Takeda pens $900M biobucks pact with Carmine for non-viral gene therapy work

Takeda HQ

Japanese pharma and biotech friend Takeda is set to spend nearly $1 billion in backloaded payments for a deal with early-stage startup Carmine Therapeutics.

The pair will target rare diseases using gene therapies out of the biotech’s red blood cell extracellular vesicles (RBCEVs) platform, which it calls Regent and was first published in Nature back in 2018 (with the startup officially launching a year later).

An initial focus is non-viral gene therapies rather than the traditional path of adeno-associated virus (AAV)-based gene therapies that can lead to unwanted side effects.

The biotech said its RBCEV-based gene therapy “has the potential for repeat dosing, a significantly larger transgene payload capacity in excess of 11KB, and enhanced bio-distribution in selected tissues through RBCEV surface modification.”

The deal could be worth as much as $900 million, with Takeda leading Carmine's convertible note seed plus funding round by extending a $5 million convertible loan to the biotech. There’s an upfront payment and extra research funding cash, though details of dollar amounts here were not given.

Takeda nabs an option to license the programs following the completion of preclinical proof of concept studies; from here, it would be responsible for clinical development and sales.

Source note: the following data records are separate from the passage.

PR #266, opened 2020-05-01
Icon location

Ongy:
Adds the possibility to specify the icon location as style option.

Example screenshots:
bottom
left
right
top

### DIFF
--- a/include/config.h
+++ b/include/config.h
@@ -20,13 +20,21 @@ enum mako_sort_criteria {
 	MAKO_SORT_CRITERIA_URGENCY = 2,
 };
 
+enum mako_icon_location {
+	MAKO_ICON_LOCATION_LEFT,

Carmine Therapeutics was founded last year by Esco Ventures X, a life science fund, professor Harvey Lodish of the Whitehead Institute at MIT and Singaporean professors Minh Le and Jiahai Shi.

Lodish was a founding member of several big biotechs, including Genzyme (which was snapped up by Sanofi).

XQ Lin, founding CEO of Carmine Therapeutics and managing partner of Esco Ventures, said: “We are pleased to enter this collaboration with Takeda, a recognized global leader in rare disease therapies, slightly more than a year since Carmine was created and incubated by Esco Ventures X. This provides Carmine with significant funding to further develop our REGENT(TM) platform, and advance our wholly-owned programs.”

This also marks another, albeit very early venture into gene therapies for Takeda. In April, German CRO-biotech hybrid Evotec allied with Takeda to expand into gene therapy research. The move saw Evotec establish a 20-person team in Austria, the focal point of Takeda’s gene therapy operation, and sign up to work on programs for its Japanese partner.

Takeda acquired a gene therapy center in Orth an der Donau, Austria, through its purchase of Shire, which picked up the site two years earlier in its takeover of Baxalta. Throughout the series of changes in ownership, which began when Baxter spun out Baxalta in 2014, a team at the site has worked on gene therapies.

“At Takeda, we're expanding our foundation in gene therapy by establishing a network of innovative partners like Carmine Therapeutics who are pursuing non-viral vector approaches that could leapfrog today's technology,” added Takeda's rare disease drug discovery unit head Madhu Natarajan.

“Developing alternative gene therapy delivery vehicles like the REGENT platform that could address the challenges of AAV gene therapy is critical to one day delivering next-generation cures for rare diseases.”